== Data entries ==
Content starts
PR #1021, opened 2023-02-13
Generate VCF header when writing, if no header is explicitly supplied

### LINKED ISSUE #1020: Generate VCF header when writing VCF
Currently [`write_vcf`](https://pystatgen.github.io/sgkit/0.6.0/generated/sgkit.io.vcf.write_vcf.html) expects a `vcf_header` dataset attribute, which it uses for the header of the VCF file it produces.

One problem with this is that while it works for round tripping VCF -> Zarr -> VCF with no changes, in practice users want to modify the dataset in some way (typically by adding fields), which means that the header for writing will be different to the one for reading. So the current behaviour is unhelpful since it won't include the new fields. Users have to create the header themselves and then set it as a dataset attribute.

Instead, I propose that by default we generate the VCF header, while allowing users to override the default by explicitly specifying a header. This is a breaking change, but I think it is a better user experience.

tomwhite:
- [x] Fixes #1020
- [x] Tests added

Not ready to merge (but happy to discuss) since it doesn't have full coverage yet.

### DIFF
--- a/sgkit/io/vcf/vcf_writer.py
+++ b/sgkit/io/vcf/vcf_writer.py
@@ -1,12 +1,15 @@
+import io
 import re
 from contextlib import ExitStack
 from pathlib import Path
-from typing import MutableMapping, TextIO, Union
+from typing import MutableMapping, Optional, TextIO, Union
 
 import numpy as np
 from xarray import Dataset
 
 from sgkit import load_dataset
+from sgkit.io.utils import FLOAT32_MISSING
+from sgkit.io.vcf.vcf_reader import RESERVED_VARIABLE_NAMES
 from sgkit.io.vcf.vcf_writer_utils import (
     byte_buf_to_str,
     create_mask,
@@ -26,16 +29,73 @@ from sgkit.io.vcf.vcf_writer_utils import (
 from sgkit.model import get_contigs, get_filters
 from sgkit.typing import PathType
 
+# references to the VCF spec are for https://samtools.github.io/hts-specs/VCFv4.3.pdf
+
+# [Table 1: Reserved INFO keys]
+RESERVED_INFO_KEY_DESCRIPTIONS = {
+    "AA": "Ancestral allele",
+    "AC": "Allele count in genotypes, for each ALT allele, in the same order as listed",
+    "AD": "Total read depth for each allele",
+    "ADF": "Read depth for each allele on the forward strand",
+    "ADR": "Read depth for each allele on the reverse strand",
+    "AF": "Allele frequency for each ALT allele in the same order as listed",
+    "AN": "Total number of alleles in called genotypes",
+    "BQ": "RMS base quality",
+    "CIGAR": "Cigar string describing how to align an alternate allele to the reference allele",
+    "DB": "dbSNP membership",
+    "DP": "Combined depth across samples",
+    "END": "End position on CHROM",
+    "H2": "HapMap2 membership",
+    "H3": "HapMap3 membership",
+    "MQ": "RMS mapping quality",
+    "MQ0": "Number of MAPQ == 0 reads",
+    "NS": "Number of samples with data",
+    "SB": "Strand bias",
+    "SOMATIC": "Somatic mutation",
+    "VALIDATED": "Validated by follow-up experiment",
+    "1000G": "1000 Genomes membership",
+}
+
+# [Table 2: Reserved genotype keys]
+RESERVED_FORMAT_KEY_DESCRIPTIONS = {
+    "AD": "Read depth for each allele",
+    "ADF": "Read depth for each allele on the forward strand",
+    "ADR": "Read depth for each allele on the reverse strand",
+    "DP": "Read depth",
+    "EC": "Expected alternate allele counts",
+    "FT": 'Filter indicating if this genotype was "called"',
+    "GL": "Genotype likelihoods",
+    "GP": "Genotype posterior probabilities",
+    "GQ": "Conditional genotype quality",
+    "GT": "Genotype",
+    "HQ": "Haplotype quality",
+    "MQ": "RMS mapping quality",
+    "PL": "Phred-scaled genotype likelihoods rounded to the closest integer",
Content ends
== Problem to solve ==
Output every entry word for word.

== Result of the task ==
PR #1021, opened 2023-02-13
Generate VCF header when writing, if no header is explicitly supplied

### LINKED ISSUE #1020: Generate VCF header when writing VCF
Currently [`write_vcf`](https://pystatgen.github.io/sgkit/0.6.0/generated/sgkit.io.vcf.write_vcf.html) expects a `vcf_header` dataset attribute, which it uses for the header of the VCF file it produces.

One problem with this is that while it works for round tripping VCF -> Zarr -> VCF with no changes, in practice users want to modify the dataset in some way (typically by adding fields), which means that the header for writing will be different to the one for reading. So the current behaviour is unhelpful since it won't include the new fields. Users have to create the header themselves and then set it as a dataset attribute.

Instead, I propose that by default we generate the VCF header, while allowing users to override the default by explicitly specifying a header. This is a breaking change, but I think it is a better user experience.

tomwhite:
- [x] Fixes #1020
- [x] Tests added

Not ready to merge (but happy to discuss) since it doesn't have full coverage yet.

### DIFF
--- a/sgkit/io/vcf/vcf_writer.py
+++ b/sgkit/io/vcf/vcf_writer.py
@@ -1,12 +1,15 @@
+import io
 import re
 from contextlib import ExitStack
 from pathlib import Path
-from typing import MutableMapping, TextIO, Union
+from typing import MutableMapping, Optional, TextIO, Union
 
 import numpy as np
 from xarray import Dataset
 
 from sgkit import load_dataset
+from sgkit.io.utils import FLOAT32_MISSING
+from sgkit.io.vcf.vcf_reader import RESERVED_VARIABLE_NAMES
 from sgkit.io.vcf.vcf_writer_utils import (
     byte_buf_to_str,
     create_mask,
@@ -26,16 +29,73 @@ from sgkit.io.vcf.vcf_writer_utils import (
 from sgkit.model import get_contigs, get_filters
 from sgkit.typing import PathType
 
+# references to the VCF spec are for https://samtools.github.io/hts-specs/VCFv4.3.pdf
+
+# [Table 1: Reserved INFO keys]
+RESERVED_INFO_KEY_DESCRIPTIONS = {
+    "AA": "Ancestral allele",
+    "AC": "Allele count in genotypes, for each ALT allele, in the same order as listed",
+    "AD": "Total read depth for each allele",
+    "ADF": "Read depth for each allele on the forward strand",
+    "ADR": "Read depth for each allele on the reverse strand",
+    "AF": "Allele frequency for each ALT allele in the same order as listed",
+    "AN": "Total number of alleles in called genotypes",
+    "BQ": "RMS base quality",
+    "CIGAR": "Cigar string describing how to align an alternate allele to the reference allele",
+    "DB": "dbSNP membership",
+    "DP": "Combined depth across samples",
+    "END": "End position on CHROM",
+    "H2": "HapMap2 membership",
+    "H3": "HapMap3 membership",
+    "MQ": "RMS mapping quality",
+    "MQ0": "Number of MAPQ == 0 reads",
+    "NS": "Number of samples with data",
+    "SB": "Strand bias",
+    "SOMATIC": "Somatic mutation",
+    "VALIDATED": "Validated by follow-up experiment",
+    "1000G": "1000 Genomes membership",
+}
+
+# [Table 2: Reserved genotype keys]
+RESERVED_FORMAT_KEY_DESCRIPTIONS = {
+    "AD": "Read depth for each allele",
+    "ADF": "Read depth for each allele on the forward strand",
+    "ADR": "Read depth for each allele on the reverse strand",
+    "DP": "Read depth",
+    "EC": "Expected alternate allele counts",
+    "FT": 'Filter indicating if this genotype was "called"',
+    "GL": "Genotype likelihoods",
+    "GP": "Genotype posterior probabilities",
+    "GQ": "Conditional genotype quality",
+    "GT": "Genotype",
+    "HQ": "Haplotype quality",
+    "MQ": "RMS mapping quality",
+    "PL": "Phred-scaled genotype likelihoods rounded to the closest integer",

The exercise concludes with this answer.